[[ Records supplied open ]]
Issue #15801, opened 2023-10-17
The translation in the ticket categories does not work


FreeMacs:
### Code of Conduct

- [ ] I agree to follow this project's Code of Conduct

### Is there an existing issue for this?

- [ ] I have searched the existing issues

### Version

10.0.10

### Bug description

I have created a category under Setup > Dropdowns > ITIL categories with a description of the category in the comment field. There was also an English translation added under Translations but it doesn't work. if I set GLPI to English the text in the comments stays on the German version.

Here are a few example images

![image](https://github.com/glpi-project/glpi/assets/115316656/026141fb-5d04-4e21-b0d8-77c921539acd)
[[ Records supplied closed ]]
[[ Records supplied open ]]
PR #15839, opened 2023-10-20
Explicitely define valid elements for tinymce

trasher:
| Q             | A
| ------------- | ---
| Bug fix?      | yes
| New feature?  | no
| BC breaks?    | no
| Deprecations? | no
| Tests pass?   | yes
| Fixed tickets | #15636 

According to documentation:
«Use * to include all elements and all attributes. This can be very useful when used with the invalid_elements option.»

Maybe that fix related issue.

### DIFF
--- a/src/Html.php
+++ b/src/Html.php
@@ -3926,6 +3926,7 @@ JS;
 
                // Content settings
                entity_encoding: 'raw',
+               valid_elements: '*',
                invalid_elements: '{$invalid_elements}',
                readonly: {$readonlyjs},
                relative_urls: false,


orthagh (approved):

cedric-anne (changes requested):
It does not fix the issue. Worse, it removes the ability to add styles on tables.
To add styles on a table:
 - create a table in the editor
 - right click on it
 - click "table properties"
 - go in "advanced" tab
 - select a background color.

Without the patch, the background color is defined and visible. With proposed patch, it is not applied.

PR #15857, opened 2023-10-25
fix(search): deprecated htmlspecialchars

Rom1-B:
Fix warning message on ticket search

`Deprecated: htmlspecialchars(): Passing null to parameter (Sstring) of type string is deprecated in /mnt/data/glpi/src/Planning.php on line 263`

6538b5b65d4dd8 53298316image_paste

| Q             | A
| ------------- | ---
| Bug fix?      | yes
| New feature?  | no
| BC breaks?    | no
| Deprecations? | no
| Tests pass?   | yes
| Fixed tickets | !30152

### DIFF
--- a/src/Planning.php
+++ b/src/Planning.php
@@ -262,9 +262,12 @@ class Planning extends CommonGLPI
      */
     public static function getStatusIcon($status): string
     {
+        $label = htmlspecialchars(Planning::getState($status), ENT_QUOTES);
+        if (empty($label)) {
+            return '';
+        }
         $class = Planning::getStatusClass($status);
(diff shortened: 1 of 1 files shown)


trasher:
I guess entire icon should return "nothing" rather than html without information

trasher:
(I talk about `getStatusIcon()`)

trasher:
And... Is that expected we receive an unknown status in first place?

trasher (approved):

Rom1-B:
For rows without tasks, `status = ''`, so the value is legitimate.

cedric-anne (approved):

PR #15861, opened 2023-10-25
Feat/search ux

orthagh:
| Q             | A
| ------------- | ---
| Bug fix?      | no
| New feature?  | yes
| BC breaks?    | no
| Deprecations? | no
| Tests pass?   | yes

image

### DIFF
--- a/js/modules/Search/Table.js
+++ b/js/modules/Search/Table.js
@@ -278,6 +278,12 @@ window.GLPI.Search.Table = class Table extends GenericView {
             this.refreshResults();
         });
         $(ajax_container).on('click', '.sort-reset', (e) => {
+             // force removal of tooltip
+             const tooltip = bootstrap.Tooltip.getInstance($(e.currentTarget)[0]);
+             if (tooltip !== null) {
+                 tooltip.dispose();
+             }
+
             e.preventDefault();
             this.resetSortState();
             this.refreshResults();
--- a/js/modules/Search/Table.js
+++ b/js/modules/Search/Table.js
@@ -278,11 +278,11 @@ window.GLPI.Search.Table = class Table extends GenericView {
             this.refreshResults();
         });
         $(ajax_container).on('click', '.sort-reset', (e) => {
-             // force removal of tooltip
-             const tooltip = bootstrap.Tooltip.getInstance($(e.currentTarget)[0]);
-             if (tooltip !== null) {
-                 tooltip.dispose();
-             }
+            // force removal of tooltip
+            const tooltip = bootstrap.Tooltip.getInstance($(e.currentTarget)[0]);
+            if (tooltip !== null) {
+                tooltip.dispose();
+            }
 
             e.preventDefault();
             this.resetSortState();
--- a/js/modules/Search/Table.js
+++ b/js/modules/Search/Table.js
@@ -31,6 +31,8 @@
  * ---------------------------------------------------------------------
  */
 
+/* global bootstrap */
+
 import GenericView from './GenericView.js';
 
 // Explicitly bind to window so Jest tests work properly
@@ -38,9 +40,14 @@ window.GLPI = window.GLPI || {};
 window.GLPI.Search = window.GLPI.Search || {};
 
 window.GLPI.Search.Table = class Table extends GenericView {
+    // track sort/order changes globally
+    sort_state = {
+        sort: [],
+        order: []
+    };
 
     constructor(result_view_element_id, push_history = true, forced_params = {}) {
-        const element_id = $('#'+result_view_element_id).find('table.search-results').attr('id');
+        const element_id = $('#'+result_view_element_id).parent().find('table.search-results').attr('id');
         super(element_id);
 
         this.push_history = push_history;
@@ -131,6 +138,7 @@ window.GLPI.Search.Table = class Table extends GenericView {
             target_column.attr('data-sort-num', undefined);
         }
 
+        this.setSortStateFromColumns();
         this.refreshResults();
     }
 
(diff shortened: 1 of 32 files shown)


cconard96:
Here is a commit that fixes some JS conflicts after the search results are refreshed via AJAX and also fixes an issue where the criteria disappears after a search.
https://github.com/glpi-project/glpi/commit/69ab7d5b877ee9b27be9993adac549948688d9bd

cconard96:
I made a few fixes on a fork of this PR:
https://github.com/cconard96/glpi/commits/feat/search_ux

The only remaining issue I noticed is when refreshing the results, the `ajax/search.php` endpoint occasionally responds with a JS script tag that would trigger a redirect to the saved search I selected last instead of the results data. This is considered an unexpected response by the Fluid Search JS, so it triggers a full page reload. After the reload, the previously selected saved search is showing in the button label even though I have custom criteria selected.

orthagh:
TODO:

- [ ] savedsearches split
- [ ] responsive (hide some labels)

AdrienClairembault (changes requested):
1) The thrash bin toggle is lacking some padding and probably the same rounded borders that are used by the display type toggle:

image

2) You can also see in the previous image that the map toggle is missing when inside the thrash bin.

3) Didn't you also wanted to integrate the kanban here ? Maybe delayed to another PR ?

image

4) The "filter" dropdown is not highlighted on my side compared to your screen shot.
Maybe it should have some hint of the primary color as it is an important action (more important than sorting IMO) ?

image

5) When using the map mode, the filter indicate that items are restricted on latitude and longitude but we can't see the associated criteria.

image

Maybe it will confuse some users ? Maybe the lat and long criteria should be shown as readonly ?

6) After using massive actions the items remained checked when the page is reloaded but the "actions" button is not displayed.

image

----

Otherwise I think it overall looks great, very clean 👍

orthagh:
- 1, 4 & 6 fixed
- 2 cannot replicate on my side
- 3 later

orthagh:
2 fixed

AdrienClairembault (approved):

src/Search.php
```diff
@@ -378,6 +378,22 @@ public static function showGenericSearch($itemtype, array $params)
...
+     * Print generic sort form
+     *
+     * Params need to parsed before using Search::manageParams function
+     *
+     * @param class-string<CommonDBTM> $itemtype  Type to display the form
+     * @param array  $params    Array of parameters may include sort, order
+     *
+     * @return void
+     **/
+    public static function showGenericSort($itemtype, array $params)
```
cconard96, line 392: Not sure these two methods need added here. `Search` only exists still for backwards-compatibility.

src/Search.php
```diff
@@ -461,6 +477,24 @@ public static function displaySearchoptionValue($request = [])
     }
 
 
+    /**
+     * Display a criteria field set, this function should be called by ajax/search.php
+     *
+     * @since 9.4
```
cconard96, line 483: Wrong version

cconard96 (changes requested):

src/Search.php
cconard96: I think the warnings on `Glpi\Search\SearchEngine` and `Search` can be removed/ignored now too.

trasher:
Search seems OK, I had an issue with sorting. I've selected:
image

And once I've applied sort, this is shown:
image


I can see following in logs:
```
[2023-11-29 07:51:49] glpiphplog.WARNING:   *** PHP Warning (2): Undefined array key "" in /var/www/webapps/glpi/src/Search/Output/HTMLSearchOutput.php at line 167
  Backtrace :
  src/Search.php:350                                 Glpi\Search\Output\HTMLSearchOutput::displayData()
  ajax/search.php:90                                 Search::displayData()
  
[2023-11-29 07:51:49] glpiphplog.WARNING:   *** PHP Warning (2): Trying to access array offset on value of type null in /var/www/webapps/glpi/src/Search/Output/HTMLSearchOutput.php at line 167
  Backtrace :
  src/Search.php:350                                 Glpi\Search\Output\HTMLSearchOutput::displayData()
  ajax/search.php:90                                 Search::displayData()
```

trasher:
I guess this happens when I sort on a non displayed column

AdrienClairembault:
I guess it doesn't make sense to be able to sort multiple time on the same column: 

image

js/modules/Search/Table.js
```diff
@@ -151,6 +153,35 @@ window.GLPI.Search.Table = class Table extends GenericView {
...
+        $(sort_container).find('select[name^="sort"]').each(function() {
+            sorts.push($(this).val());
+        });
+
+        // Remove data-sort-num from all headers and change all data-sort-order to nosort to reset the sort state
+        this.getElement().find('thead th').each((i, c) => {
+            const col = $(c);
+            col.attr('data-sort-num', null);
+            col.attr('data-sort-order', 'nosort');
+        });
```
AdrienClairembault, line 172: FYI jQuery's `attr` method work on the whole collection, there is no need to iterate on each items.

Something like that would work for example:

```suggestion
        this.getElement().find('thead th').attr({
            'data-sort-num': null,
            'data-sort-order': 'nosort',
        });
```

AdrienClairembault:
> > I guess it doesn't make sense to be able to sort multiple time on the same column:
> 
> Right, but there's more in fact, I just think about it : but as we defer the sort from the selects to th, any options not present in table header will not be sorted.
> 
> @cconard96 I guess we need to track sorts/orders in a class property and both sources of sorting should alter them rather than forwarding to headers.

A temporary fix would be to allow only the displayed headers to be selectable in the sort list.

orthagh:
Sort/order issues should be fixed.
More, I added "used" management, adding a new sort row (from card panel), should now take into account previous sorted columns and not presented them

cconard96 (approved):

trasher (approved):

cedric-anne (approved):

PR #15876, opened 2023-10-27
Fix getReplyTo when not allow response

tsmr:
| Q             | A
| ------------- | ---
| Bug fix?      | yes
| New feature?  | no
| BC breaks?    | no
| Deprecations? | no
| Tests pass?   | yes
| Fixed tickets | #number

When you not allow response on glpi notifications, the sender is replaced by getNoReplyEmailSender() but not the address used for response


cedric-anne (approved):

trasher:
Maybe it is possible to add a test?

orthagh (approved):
[[ Records supplied closed ]]
Work required: Scan the data above for the string "function". Copy every line in which it appears.

Final answer:
     public static function getStatusIcon($status): string
@@ -378,6 +378,22 @@ public static function showGenericSearch($itemtype, array $params)
+     * Params need to parsed before using Search::manageParams function
+    public static function showGenericSort($itemtype, array $params)
@@ -461,6 +477,24 @@ public static function displaySearchoptionValue($request = [])
+     * Display a criteria field set, this function should be called by ajax/search.php
+        $(sort_container).find('select[name^="sort"]').each(function() {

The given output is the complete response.